Sgt Morgan O’Connor said Mr Ryan had just exited a roundabout, driving a black Saab, and met a line of traffic. He overtook multiple vehicles at speed.
He then went to overtake again in what he said he thought was an overtaking lane. It was a hatched area going into a right turning lane.
A people carrier with five passengers was moving into the right turn lane and Mr Ryan’s car collided with the side of that car.
The two adults and three children in the people carrier were taken to hospital to be checked over. None had lasting injuries.
A second incident occurred on April 13, 2019. Garda Damien Rafter was on patrol in Inistioge.
He observed a black Volkswagen Passat travelling in the same direction, towards New Ross. The vehicle was being driven erratically, crossing the white line on numerous occasions.
Garda Rafter stopped the car and spoke to the driver, Mr Ryan. The garda got a strong smell of cannabis from the car. Mr Ryan was cautioned and asked had he smoked cannabis. Mr Ryan said he had, the previous evening.
The garda asked Mr Ryan if he was on any other drugs and he named four medications for depression.
The garda told the court that Mr Ryan’s hands were shaking and his speech was slurred. Garda Rafter formed the opinion Mr Ryan had committed an offence, and he was arrested.
At Kilkenny Garda Station an oral fluids test confirmed the presence of cocaine, cannabis and opiates. A blood test was positive for cannabis and benzodiazepines.
Sgt O’Connor told the court that Mr Ryan had 18 previous convictions.
Mr Ryan said he had bought the vehicle the previous evening and hadn’t transferred the insurance from his previous car. As he owned this car he was not insured to drive it.
Solicitor Chris Hogan said his client was in ‘technical breach’ of insurance regulations. He thought he was covered to drive because he had an insurance policy, but he hadn’t transferred it to the new car he had just bought.
Mr Hogan said his client apologised to the court and the occupants of the car for the accident on April 5.
Mr Ryan accepted his driving was unacceptable.
Mr Ryan, the solicitor said, is 28 and has a difficulty with intoxicants. He has been addressing this for the last two years with support services.
He is a qualified mechanic, with three young children, and has stayed out of trouble for the last two years, the solicitor added.
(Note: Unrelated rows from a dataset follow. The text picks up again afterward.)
PR #140, opened 2020-04-30
taking JM"s suggestion of checking the options in a separate class

jennyf19:
- added unit tests
- fix for null ref w/no client secret

Taking @jmprieur 's suggestions. thank you. much better.

@bgavrilMS - if you want to take a quick look. IDK what to do w/ADFS. ignoring for now.

### DIFF
--- a/src/Microsoft.Identity.Web/TokenAcquisition.cs
+++ b/src/Microsoft.Identity.Web/TokenAcquisition.cs
@@ -12,6 +12,7 @@ using Microsoft.Identity.Web.TokenCacheProviders;
 using Microsoft.Net.Http.Headers;
 using System;
 using System.Collections.Generic;
+using System.Globalization;
 using System.IdentityModel.Tokens.Jwt;
 using System.Linq;
 using System.Net;
@@ -145,7 +146,10 @@ namespace Microsoft.Identity.Web
             }
             catch (MsalException ex)
             {
-                _logger.LogInformation(ex, "Exception occured while adding an account to the cache from the auth code. ");
+                _logger.LogInformation(
+                    ex,
+                    string.Format(CultureInfo.InvariantCulture,
+                    "Exception occured while adding an account to the cache from the auth code. "));
                 throw;
             }
         }
@@ -347,6 +351,19 @@ namespace Microsoft.Identity.Web
             string authority;
             IConfidentialClientApplication app;
 
+            MicrosoftIdentityOptionsValidation microsoftIdentityOptionsValidation = new MicrosoftIdentityOptionsValidation();
+            if (microsoftIdentityOptionsValidation.ValidateClientSecret(_applicationOptions).Failed)
+            {
+                string msg = string.Format(CultureInfo.InvariantCulture, "Client secret cannot be null or whitespace, " +
+                   "and must be included in the configuration of the web app when calling a web API. " +
+                   "For instance, in the appsettings.json file. ");
+
+                _logger.LogInformation(msg);
+                throw new MsalClientException(
+                    "missing_client_credentials",
+                    msg);
+            }
+
             try
             {
                 if (_microsoftIdentityOptions.IsB2C)
@@ -378,7 +395,10 @@ namespace Microsoft.Identity.Web
             }
             catch (Exception ex)
             {
-                _logger.LogInformation(ex, "Exception acquiring token for a confidential client. ");
+                _logger.LogInformation(
+                    ex,
+                    string.Format(CultureInfo.InvariantCulture,
+                    "Exception acquiring token for a confidential client. "));
                 throw;
             }
         }
--- a/src/Microsoft.Identity.Web/WebApiAuthenticationBuilderExtensions.cs
+++ b/src/Microsoft.Identity.Web/WebApiAuthenticationBuilderExtensions.cs
@@ -5,6 +5,8 @@ using Microsoft.AspNetCore.Authentication;
 using Microsoft.AspNetCore.Authentication.JwtBearer;
 using Microsoft.Extensions.Configuration;
 using Microsoft.Extensions.DependencyInjection;
+using Microsoft.Extensions.DependencyInjection.Extensions;
+using Microsoft.Extensions.Options;
 using Microsoft.Identity.Web.Resource;
 using Microsoft.IdentityModel.Tokens;
 using System;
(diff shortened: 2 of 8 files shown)


src/Microsoft.Identity.Web/WebApiAuthenticationBuilderExtensions.cs
```diff
@@ -76,6 +78,7 @@ public static class WebApiAuthenticationBuilderExtensions
             builder.Services.Configure(jwtBearerScheme, configureJwtBearerOptions);
             builder.Services.Configure<MicrosoftIdentityOptions>(configureMicrosoftIdentityOptions);
 
+            builder.Services.TryAddEnumerable(ServiceDescriptor.Singleton<IValidateOptions<MicrosoftIdentityOptions>, MicrosoftIdentityOptionsValidation>());
```
jennyf19, line 81: checking in the web api now as well.

src/Microsoft.Identity.Web/TokenAcquisition.cs
```diff
@@ -347,6 +351,19 @@ private async Task<IConfidentialClientApplication> BuildConfidentialClientApplic
             string authority;
             IConfidentialClientApplication app;
 
+            MicrosoftIdentityOptionsValidation microsoftIdentityOptionsValidation = new MicrosoftIdentityOptionsValidation();
```
jmprieur, line 354: You could also inject a `IValidateOptions<MicrosoftIdentityOptions>` in the constructor by dependency injection

jennyf19: I tried that, but I only need to check the secret here, not all the options, so i just need the class and that method. it didn't work passing it into the constructor.

src/Microsoft.Identity.Web/TokenAcquisition.cs
```diff
@@ -347,6 +351,19 @@ private async Task<IConfidentialClientApplication> BuildConfidentialClientApplic
...
+            if (microsoftIdentityOptionsValidation.ValidateClientSecret(_applicationOptions).Failed)
```
pmaytak, line 355: Perhaps we can create a CCAOptionsValidation class that validates this. It would also be more extensible and we could get the failure message from the result itself.

tests/Microsoft.Identity.Web.Test.Integration/AcquireTokenForAppIntegrationTests.cs
```diff
@@ -86,6 +87,33 @@ public async Task GetAccessTokenForApp_WithUserScope_MsalServiceExceptionThrownA
...
         }
 
+        [Theory]
+        [InlineData("")]
+        [InlineData(null)]
+        [InlineData("some_secret")]
+        public void ApplicationOptionsIncludeClientSecret(string clientSecret)
+        {
+            // Arrange
+            InitializeTokenAcquisitionObjects();
```
pmaytak, line 97: I don't think we need this line. 
Plus seems like this whole test method belongs to unit tests and not integration.

tests/Microsoft.Identity.Web.Test/MicrosoftIdentityOptionsTests.cs
```diff
@@ -1,13 +1,19 @@
...
+using System.Globalization;
 using Xunit;
 
 namespace Microsoft.Identity.Web.Test
 {
     public class MicrosoftIdentityOptionsTests
     {
+        private MicrosoftIdentityOptions microsoftIdentityOptions;
+        private const string AzureAd = "AzureAd";
+        private const string AzureAdB2C = "AzureAdB2C";
```
pmaytak, line 15: Hmm what's the correct naming convention - `AzureAdB2C` or `AzureAdB2c`?

tests/Microsoft.Identity.Web.Test/MicrosoftIdentityOptionsTests.cs
```diff
@@ -30,5 +36,66 @@ public void IsB2C_NullOrEmptyUserFlow_ReturnsFalse()
...
+
+            MicrosoftIdentityOptionsValidation microsoftIdentityOptionsValidation = new MicrosoftIdentityOptionsValidation();
+            ValidateOptionsResult result = microsoftIdentityOptionsValidation.Validate(optionsName, microsoftIdentityOptions);
+
+            CheckReturnValueAgainstExpectedMissingParam(missingParam, result);
+        }
+
+        private void CheckReturnValueAgainstExpectedMissingParam(MissingParam missingParam, ValidateOptionsResult result)
+        {
+            if (result.Failed == true)
```
pmaytak, line 81: `if (result.Failed)`

tests/Microsoft.Identity.Web.Test/MicrosoftIdentityOptionsTests.cs
```diff
@@ -30,5 +36,66 @@ public void IsB2C_NullOrEmptyUserFlow_ReturnsFalse()
...
+            {
+                string msg = string.Format(CultureInfo.InvariantCulture, "The '{0}' option must be provided.", missingParam);
```
pmaytak, line 83: `message`

tests/Microsoft.Identity.Web.Test/MicrosoftIdentityOptionsTests.cs
```diff
@@ -30,5 +36,66 @@ public void IsB2C_NullOrEmptyUserFlow_ReturnsFalse()
...
+            if (optionsName == AzureAdB2C)
+            {
+                microsoftIdentityOptions.SignUpSignInPolicyId = signUpSignInPolicyId;
+                microsoftIdentityOptions.Domain = domain;
+            }
+
+            MicrosoftIdentityOptionsValidation microsoftIdentityOptionsValidation = new MicrosoftIdentityOptionsValidation();
+            ValidateOptionsResult result = microsoftIdentityOptionsValidation.Validate(optionsName, microsoftIdentityOptions);
+
+            CheckReturnValueAgainstExpectedMissingParam(missingParam, result);
```
pmaytak, line 76: I would just put the asserts in the main method.

tests/Microsoft.Identity.Web.Test/MicrosoftIdentityOptionsTests.cs
```diff
@@ -30,5 +36,66 @@ public void IsB2C_NullOrEmptyUserFlow_ReturnsFalse()
...
+        public void ValidateRequiredMicrosoftIdentityOptions(
+           string clientId,
+           string instance,
+           string tenantid,
+           string signUpSignInPolicyId,
+           string domain,
+           string optionsName,
+           MissingParam missingParam = MissingParam.None)
+        {
+            microsoftIdentityOptions = new MicrosoftIdentityOptions
```
pmaytak, line 60: We can just instantiate the variable here instead of at instance level.

PR #150, opened 2020-05-08
Imported analyzer rules from MSAL and included some warning fixes

pmaytak:
- Included rules from MSAL .editorconfig into root .editorconfig.
- Included rules from MSAL SolutionWideAnalyzerConfig.ruleset into root .editorconfig.
- Added some rule suppressions to the tests .editorconfig.
- Added StyleCop analyzers.
- Moved stylecop.json config into solution level and referenced from the projects.
- Also includes Jenny's fixes.

This PR has a lot of files mostly because some warnings had a lot of occurrences (but it's mostly tiny changes). Following PRs should be smaller. Once this one is approved and merged, I will send a PR for the rest of the changes.

Includes fixes for:
- CA1305. Specify IFormatProvider.
- CA2007. Call ConfigureAwait on the awaited Task.
- SA1001. The spacing around a comma is incorrect, within a C# code file.
- SA1003. The spacing around an operator symbol is incorrect, within a C# code file.
- SA1004. A line within a documentation header above a C# element does not begin with a single space.
- SA1005. A single-line comment within a C# code file does not begin with a single space.
- SA1028. A line of code ends with a space, tab, or other whitespace characters before the end of line character(s).
- SA1208. A using directive which declares a member of the System namespace appears after a using directive which declares a member of a different namespace, within a C# code file.
- SA1413. A multi-line initializer should use a comma on the last item.
- SA1503. The opening and closing braces for a C# statement have been omitted.
- SA1600. A C# code element is missing a documentation header.
- SA1629. A section of the Xml header documentation for a C# element does not end with a period (also known as a full stop).

### DIFF
--- a/.editorconfig
+++ b/.editorconfig
@@ -1,5 +1,479 @@
-# NOTE: Requires **VS2019 16.3** or later
+# Note: MSAL rules used as a starting point
 
-# Code files
-[*.{cs,vb}]
+# editorconfig.org
+# Copied from the .NET Core repo https://github.com/dotnet/corefx/blob/master/.editorconfig
 
+# top-most EditorConfig file
+root = true
+
+# Default settings:
+# A newline ending every file
+# Use 4 spaces as indentation
+[*]
+insert_final_newline = true
+indent_style = space
+indent_size = 4
+
+[project.json]
+indent_size = 2
+
+# C# files
+[*.cs]
+# New line preferences
+csharp_new_line_before_open_brace = all
+csharp_new_line_before_else = true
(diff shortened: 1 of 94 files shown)


pmaytak:
@jmprieur Yes, I'll try to reduce the noise. And then perhaps we can fix as we go.

jmprieur:
yes, @pmaytak : I think that fixing the style as we go is a good technics (less stressful, and does not require work that could lead to regression if we don't fully pay attention)
Clean-up as you go, is BTW what is recommended by Microsoft technical debt team.

PR #153, opened 2020-05-10
Minor fixes to samples home page

pmaytak:
In both sample client projects:
- moved the cookie consent bar to bottom. (Currently it completely hides the menu bar, which is a bit confusing.)
**Before:**
image

- updated images on home pages.
**Before:** 
image
**After:**
image


pmaytak:
@jennyf19 Perhaps. I can take a look. Although I don't have any samples set up, so can't really test. But I can send a PR.

PR #1082, opened 2021-03-23
Fix thread safety issues in TokenAcquisition classes

DavidParks8:
There were some cases where highly multithreaded environments could cause issues due to non thread-safe code. This PR attempts to resolve the thread safety issues with an eye on maintaining performant execution.

### DIFF
--- a/src/Microsoft.Identity.Web/AppServicesAuth/AppServicesAuthenticationTokenAcquisition.cs
+++ b/src/Microsoft.Identity.Web/AppServicesAuth/AppServicesAuthenticationTokenAcquisition.cs
@@ -18,6 +18,11 @@ namespace Microsoft.Identity.Web
     /// </summary>
     public class AppServicesAuthenticationTokenAcquisition : ITokenAcquisition
     {
+        private readonly object _applicationSyncObj = new object();
+        /// <summary>
+        ///  Please call GetOrBuildConfidentialClientApplication instead of accessing this field directly.
+        /// </summary>
+        private IConfidentialClientApplication? _application;
         private readonly IHttpContextAccessor _httpContextAccessor;
         private readonly IMsalHttpClientFactory _httpClientFactory;
         private readonly IMsalTokenCacheProvider _tokenCacheProvider;
@@ -69,19 +74,29 @@ namespace Microsoft.Identity.Web
 
         private IConfidentialClientApplication GetOrCreateApplication()
         {
-            var options = new ConfidentialClientApplicationOptions()
+            if (_application == null)
+            {
+                lock (_applicationSyncObj)
                 {
-                    ClientId = AppServicesAuthenticationInformation.ClientId,
-                    ClientSecret = AppServicesAuthenticationInformation.ClientSecret,
-                    Instance = AppServicesAuthenticationInformation.Issuer,
-                };
-            var confidentialClientApplication = ConfidentialClientApplicationBuilder.CreateWithApplicationOptions(options)
-                .WithHttpClientFactory(_httpClientFactory)
-                .Build();
-            _tokenCacheProvider.Initialize(_confidentialClientApplication.AppTokenCache);
-            _tokenCacheProvider.Initialize(_confidentialClientApplication.UserTokenCache);
+                    if (_application == null)
+                    {
+                        var options = new ConfidentialClientApplicationOptions()
+                        {
+                            ClientId = AppServicesAuthenticationInformation.ClientId,
+                            ClientSecret = AppServicesAuthenticationInformation.ClientSecret,
+                            Instance = AppServicesAuthenticationInformation.Issuer,
+                        };
+                        _application = ConfidentialClientApplicationBuilder.CreateWithApplicationOptions(options)
+                            .WithHttpClientFactory(_httpClientFactory)
+                            .Build();
+                        _tokenCacheProvider.Initialize(_application.AppTokenCache);
+                        _tokenCacheProvider.Initialize(_application.UserTokenCache);
+                    }
+                }
+            }
 
-            return confidentialClientApplication;
+
+            return _application;
         }
 
         /// <inheritdoc/>
--- a/src/Microsoft.Identity.Web/AppServicesAuth/AppServicesAuthenticationTokenAcquisition.cs
+++ b/src/Microsoft.Identity.Web/AppServicesAuth/AppServicesAuthenticationTokenAcquisition.cs
@@ -19,8 +19,9 @@ namespace Microsoft.Identity.Web
     public class AppServicesAuthenticationTokenAcquisition : ITokenAcquisition
     {
         private readonly object _applicationSyncObj = new object();
+
         /// <summary>
-        ///  Please call GetOrBuildConfidentialClientApplication instead of accessing this field directly.
+        ///  Please call GetOrCreateApplication instead of accessing this field directly.
         /// </summary>
         private IConfidentialClientApplication? _application;
         private readonly IHttpContextAccessor _httpContextAccessor;
@@ -94,7 +95,6 @@ namespace Microsoft.Identity.Web
                     }
                 }
             }
-
 
             return _application;
         }
@@ -196,6 +196,13 @@ namespace Microsoft.Identity.Web
                 scopes,
                 tokenAcquisitionOptions != null ? tokenAcquisitionOptions.CorrelationId : Guid.Empty);
             return authenticationResult;
+        }
+
+        /// <inheritdoc/>
+        public Task ReplyForbiddenWithWwwAuthenticateHeaderAsync(IEnumerable<string> scopes, MsalUiRequiredException msalServiceException, HttpResponse? httpResponse = null)
+        {
+            // Not implemented for the moment
+            throw new NotImplementedException();
         }
 
         /// <inheritdoc/>
--- a/src/Microsoft.Identity.Web/AppServicesAuth/AppServicesAuthenticationTokenAcquisition.cs
+++ b/src/Microsoft.Identity.Web/AppServicesAuth/AppServicesAuthenticationTokenAcquisition.cs
@@ -5,6 +5,7 @@ using System;
 using System.Collections.Generic;
 using System.Net.Http;
 using System.Security.Claims;
+using System.Threading;
 using System.Threading.Tasks;
 using Microsoft.AspNetCore.Http;
 using Microsoft.Identity.Client;
@@ -15,9 +16,15 @@ namespace Microsoft.Identity.Web
     /// <summary>
     /// Implementation of ITokenAcquisition for App Services authentication (EasyAuth).
     /// </summary>
-    public class AppServicesAuthenticationTokenAcquisition : ITokenAcquisition
+    public class AppServicesAuthenticationTokenAcquisition : ITokenAcquisition, IDisposable
     {
+        private readonly SemaphoreSlim _confidentialClientApplicationSyncObj = new SemaphoreSlim(/* max concurrent locks */ 1);
+        /// <summary>
+        /// Do no read or set this directly.
+        /// Instead, use GetOrCreateApplication which is thread-safe
+        /// </summary>
         private IConfidentialClientApplication? _confidentialClientApplication;
+        private bool _disposedValue;
         private readonly IHttpContextAccessor _httpContextAccessor;
         private readonly IMsalHttpClientFactory _httpClientFactory;
         private readonly IMsalTokenCacheProvider _tokenCacheProvider;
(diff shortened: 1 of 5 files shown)


src/Microsoft.Identity.Web/TokenAcquisition.cs
```diff
@@ -435,20 +440,49 @@ public async Task RemoveAccountAsync(RedirectContext context)
         /// </summary>
         internal /* for testing */ async Task<IConfidentialClientApplication> GetOrBuildConfidentialClientApplicationAsync()
         {
+            // Use a double checking lock to avoid locking in most situations
             if (_application == null)
```
henrik-me, line 444: > if (_application == null) [](start = 11, length = 26)

I would suggest to use the lazy load pattern instead

src/Microsoft.Identity.Web/TokenAcquisition.cs
```diff
@@ -435,20 +440,49 @@ public async Task RemoveAccountAsync(RedirectContext context)
...
 
             return _application;
         }
 
+        
+        private string BuildCurrentUriFromRequest(HttpContext httpContext, HttpRequest request)
+        {
+            // need to lock to avoid threading issues with code outside of this library
+            // https://docs.microsoft.com/en-us/aspnet/core/performance/performance-best-practices?#do-not-access-httpcontext-from-multiple-threads
+            lock(httpContext)
```
henrik-me, line 469: >httpContext [](start = 17, length = 11)

I'm not sure where values from the httpcontext is read here?

src/Microsoft.Identity.Web/HttpContextExtensions.cs
```diff
@@ -26,7 +30,11 @@ internal static void StoreTokenUsedToCallWebAPI(this HttpContext httpContext, Jw
         /// <returns><see cref="JwtSecurityToken"/> used to call the web API.</returns>
         internal static JwtSecurityToken? GetTokenUsedToCallWebAPI(this HttpContext httpContext)
         {
-            return httpContext.Items[Constants.JwtSecurityTokenUsedToCallWebApi] as JwtSecurityToken;
+            // lock due to https://docs.microsoft.com/en-us/aspnet/core/performance/performance-best-practices?#do-not-access-httpcontext-from-multiple-threads
+            lock(httpContext)
```
henrik-me, line 34: I don't see any big harm in doing this, however I also don't think this is needed. as the write only happens once during validation of the incoming token. and reads only happens in the controllers which happens after the token validation. I agree there can be multiple reads happening concurrently.

src/Microsoft.Identity.Web/TokenAcquisition.cs
```diff
@@ -144,12 +151,12 @@ internal class TokenAcquisition : ITokenAcquisitionInternal
 
             try
             {
-                _application = await GetOrBuildConfidentialClientApplicationAsync().ConfigureAwait(false);
+                var application = await GetOrBuildConfidentialClientApplicationAsync().ConfigureAwait(false);
```
henrik-me, line 154: >var application = await GetOrBuildConfidentialClientApplicationAsync().ConfigureAwait(false); [](start = 16, length = 93)

I think it makes sense to create a new CC object every time

jmprieur: TokenAcquisition is a scoped service. We don't want to recreate it several times per request?

src/Microsoft.Identity.Web/AppServicesAuth/AppServicesAuthenticationTokenAcquisition.cs
```diff
@@ -87,16 +106,29 @@ private async Task<IConfidentialClientApplication> GetOrCreateApplication()
...
+            string accessToken;
+            if (httpContext != null)
+            {
+                // Need to lock due to https://docs.microsoft.com/en-us/aspnet/core/performance/performance-best-practices?#do-not-access-httpcontext-from-multiple-threads
+                lock (httpContext)
+                {
+                    accessToken = GetAccessToken(httpContext.Request.Headers);
+                }
+            }
+            else
```
bgavrilMS, line 126: nit: just initialize the accessToken var with string.emtpy to avoid having this "else" clause.

src/Microsoft.Identity.Web/AppServicesAuth/AppServicesAuthenticationTokenAcquisition.cs
```diff
@@ -87,16 +106,29 @@ private async Task<IConfidentialClientApplication> GetOrCreateApplication()
...
-        public async Task<string> GetAccessTokenForUserAsync(
+        public Task<string> GetAccessTokenForUserAsync(
             IEnumerable<string> scopes,
             string? tenantId = null,
             string? userFlow = null,
             ClaimsPrincipal? user = null,
             TokenAcquisitionOptions? tokenAcquisitionOptions = null)
         {
-            string accessToken = GetAccessToken(CurrentHttpContext?.Request.Headers);
+            var httpContext = CurrentHttpContext;
```
bgavrilMS, line 116: nit: do you need this extra variable? Can't you just lock on the CurrentHttpContext?

src/Microsoft.Identity.Web/AppServicesAuth/AppServicesAuthenticationTokenAcquisition.cs
```diff
@@ -87,16 +106,29 @@ private async Task<IConfidentialClientApplication> GetOrCreateApplication()
...
+            string accessToken;
+            if (httpContext != null)
+            {
+                // Need to lock due to https://docs.microsoft.com/en-us/aspnet/core/performance/performance-best-practices?#do-not-access-httpcontext-from-multiple-threads
+                lock (httpContext)
```
bgavrilMS, line 121: Is this the pattern that should be used throughout the entire library when dealing with HttpContext?

From what I see, if 2 different requests occur at the same time, the HttpContext is different and no locking occurs.

If the same top-level request ends up accessing the Headers twice in this method, then the locking occurs. Is this scenario even possible?

src/Microsoft.Identity.Web/AppServicesAuth/AppServicesAuthenticationTokenAcquisition.cs
```diff
@@ -15,9 +16,15 @@ namespace Microsoft.Identity.Web
     /// <summary>
     /// Implementation of ITokenAcquisition for App Services authentication (EasyAuth).
     /// </summary>
-    public class AppServicesAuthenticationTokenAcquisition : ITokenAcquisition
+    public class AppServicesAuthenticationTokenAcquisition : ITokenAcquisition, IDisposable
```
bgavrilMS, line 19: Although not a breaking change, apps consuming this type will incur a compiler warning that they should dispose of this object properly.

src/Microsoft.Identity.Web/HttpContextExtensions.cs
bgavrilMS: Yes, this is my observation as well. Not sure even if multiple reads would happen concurrently...

src/Microsoft.Identity.Web/TokenAcquisition.cs
bgavrilMS: Async lazy is a bit more complex, see https://blog.stephencleary.com/2012/08/asynchronous-lazy-initialization.html - but ultimately the code will be more readable.

src/Microsoft.Identity.Web/TokenAcquisition.cs
bgavrilMS: Yes. Might be more readable to just lock on the `CurrentHttpContext` variable instead of passing around an HttpContext param.

src/Microsoft.Identity.Web/TokenAcquisition.cs
DavidParks8: Async  lazy will not perform as well as this code, and this code is technically lazy loading. Only the first call takes the hit to load the _application. Subsequent calls will reuse that loaded value. The double checking lock is referring to the atomicity model rather than whether or not the data is lazy.

src/Microsoft.Identity.Web/TokenAcquisition.cs
DavidParks8: The example of what not to do in the docs link in the comment explicitly shows accessing a property on the HttpContext.Request object in parallel. The reason httpContext was passed in was mainly to guarantee that CurrentHttpContext was accessed only once, and to not have to do the null check again. I thought about locking on the httprequest object, but then realized that nearly all locks elsewhere will be done on the httpContext, so the highest chance of reducing threading issues would be to also lock on that.

src/Microsoft.Identity.Web/HttpContextExtensions.cs
DavidParks8: The reason this is needed is because code outside the library could be accessing httpContext.Items at the same time. Application insights may do this, but they are already locking on the httpContext, so if we lock as well, issues can be avoided. I'd like to leave the lock in place as a defensive measure against external code which may corrupt the http context.

src/Microsoft.Identity.Web/AppServicesAuth/AppServicesAuthenticationTokenAcquisition.cs
DavidParks8: It is very unlikely, but still possible that subsequent calls to CurrentHttpContext would yield a different instance. This can happen if someone registers a custom IHttpContextAccessor. For that reason, the httpContext is stored in a var and reused.

src/Microsoft.Identity.Web/AppServicesAuth/AppServicesAuthenticationTokenAcquisition.cs
DavidParks8: According to the linked docs page, it is something we should protect against. The http context is completely not thread safe and neither are the request/response properties of it. Even if this library does not access the httpContext in parallel, external libraries can. I took a look at the HttpContext source code and found that even reading certain fields in parallel can corrupt it due to how it lazy adds HttpFeatures to an internal collection.

src/Microsoft.Identity.Web/AppServicesAuth/AppServicesAuthenticationTokenAcquisition.cs
DavidParks8: The reason it isn't initialized to empty is because doing so creates a chance that the cpu cycles to assign the variable to empty were wasted when it is overwritten. Using the else clause, we guarantee the variable is only assigned once.

src/Microsoft.Identity.Web/HttpContextExtensions.cs
Tratcher: > The reason this is needed is because code outside the library could be accessing httpContext.Items at the same time. Application insights may do this, but they are already locking on the httpContext, so if we lock as well, issues can be avoided. I'd like to leave the lock in place as a defensive measure against external code which may corrupt the http context.

This assumes the other code is also locking on the HttpContext instance rather than using some other synchronization method like SimaphoreSlim like you do elsewhere. All multi-threading code needs to have an explicit contract for how that process is made safe. In practice you can prepare for concurrent executions of your own APIs, but not somebody else's. I'd remove the lock here.

We've made a similar point to ApplicationInsights and they've gotten better about pre-fetching fields they need when they have definitive control of the context.

src/Microsoft.Identity.Web/TokenAcquisition.cs
henrik-me: Yup both will be lazy load, get the good old double locking. Trying to avoid the need to dispose. I don't find async lazy more complex. Both are fine, I just prefer the other one.

src/Microsoft.Identity.Web/TokenAcquisition.cs
henrik-me: depends on what we mean by scoped, my understanding is the current scope is "while handling everything triggered by the incomming call" and now you have multiple threads accessing the same object. MSAL can handle that for these scenarios, however I'm not sure what is best for guaranteeing the proper locks on accessing the cache. It may be either or, but if we include the resource in the obo cache I think the situation will be better if we have a CC object for each concurrent call. Probably worth testing out.

---
In reply to: [600316109](https://github.com/AzureAD/microsoft-identity-web/pull/1082#discussion_r600316109) [](ancestors = 600316109)

src/Microsoft.Identity.Web/HttpContextExtensions.cs
henrik-me: Makse sense. I believe what David suggest for locking on httpcontext has been consistently using the httpcontext for locking, the semaphore is used around creation of MSAL objects. Seems reasonable to me that we are using the HttpContext for locking in these cases.

---
In reply to: [600634668](https://github.com/AzureAD/microsoft-identity-web/pull/1082#discussion_r600634668) [](ancestors = 600634668)

henrik-me:
Would like to see us test this out. I would like though to split out the change done for creating new CC objects from the change on locking.

src/Microsoft.Identity.Web/TokenAcquisition.cs
henrik-me: I don't think Azync Lazy is needed, just Lazy as this is only for object initialization, not for the actual async operations. 

---
In reply to: [600648216](https://github.com/AzureAD/microsoft-identity-web/pull/1082#discussion_r600648216) [](ancestors = 600648216)

DavidParks8: I did some profiling. Anything under 4 parallel initializations will not benefit from lazy loading. Over 4 and a locked implementation starts to show benefit.

src/Microsoft.Identity.Web/AppServicesAuth/AppServicesAuthenticationTokenAcquisition.cs
DavidParks8: Updated to remove IDisposable now that initialization is synchronous.

src/Microsoft.Identity.Web/TokenAcquisition.cs
```diff
@@ -144,12 +143,12 @@ internal class TokenAcquisition : ITokenAcquisitionInternal
 
             try
             {
-                _application = GetOrBuildConfidentialClientApplication();
+                var application = BuildConfidentialClientApplication();
```
jennyf19, line 146: @DavidParks8 The main issue @jmprieur  and I see here is that we could have 100s of tokenAcquisitions in the controller, and we won't want to recreate the cca object each time. Is there a reason why you removed `_application` and create it each time?

src/Microsoft.Identity.Web/TokenAcquisition.cs
```diff
@@ -500,11 +500,7 @@ private IConfidentialClientApplication BuildConfidentialClientApplication()
 
             if (request != null && string.IsNullOrEmpty(currentUri))
             {
-                currentUri = UriHelper.BuildAbsolute(
-                    request.Scheme,
-                    request.Host,
-                    request.PathBase,
-                    _microsoftIdentityOptions.CallbackPath.Value ?? string.Empty);
+                currentUri = BuildCurrentUriFromRequest(httpContext!, request);
```
jennyf19, line 503: so nice. thank you.

henrik-me:
Can we make this change only about httpcontext and take the application objection creation in the other PR or is that other one replacing this? [https://github.com/AzureAD/microsoft-identity-web/pull/1084](https://github.com/AzureAD/microsoft-identity-web/pull/1084)

---
In reply to: [805976220](https://github.com/AzureAD/microsoft-identity-web/pull/1082#issuecomment-805976220) [](ancestors = 805976220)

src/Microsoft.Identity.Web/TokenAcquisition.cs
DavidParks8: Locking has been added back for lazy loading.

jennyf19:
going to merge to another branch and we will fix up anything as we test if needed. thank you so much @DavidParks8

Judge Brennan said these were serious matters. The accident could have been far more serious.
The judge said he was concerned by the level of aggression in that offence but noted Mr Ryan was insured on that occasion, which was to his credit.
“If these matters were of a more recent vintage I would take a more serious view,” Judge Brennan said, noting they dated back 18 months. He said Mr Ryan is dealing with his issues and has children and responsibilities.
Judge Brennan noted the defendant had spent time on remand in prison which he hoped was chastening for him.
He said Mr Ryan has effectively served a sentence for this offence.
On the charge of dangerous driving Mr Ryan was convicted and fined €300. He was disqualified from driving for four years.
Mr Ryan was also convicted of driving while under the influence of drugs and fined €200. He was disqualified from driving for four years.
A disqualification of four years was imposed for driving without insurance.
“It is important that you take on your responsibilities, look for a job and deal with your issues,” Judge Brennan told Mr Ryan, warning him that if he finds himself back in court he will be looking at a custodial sentence.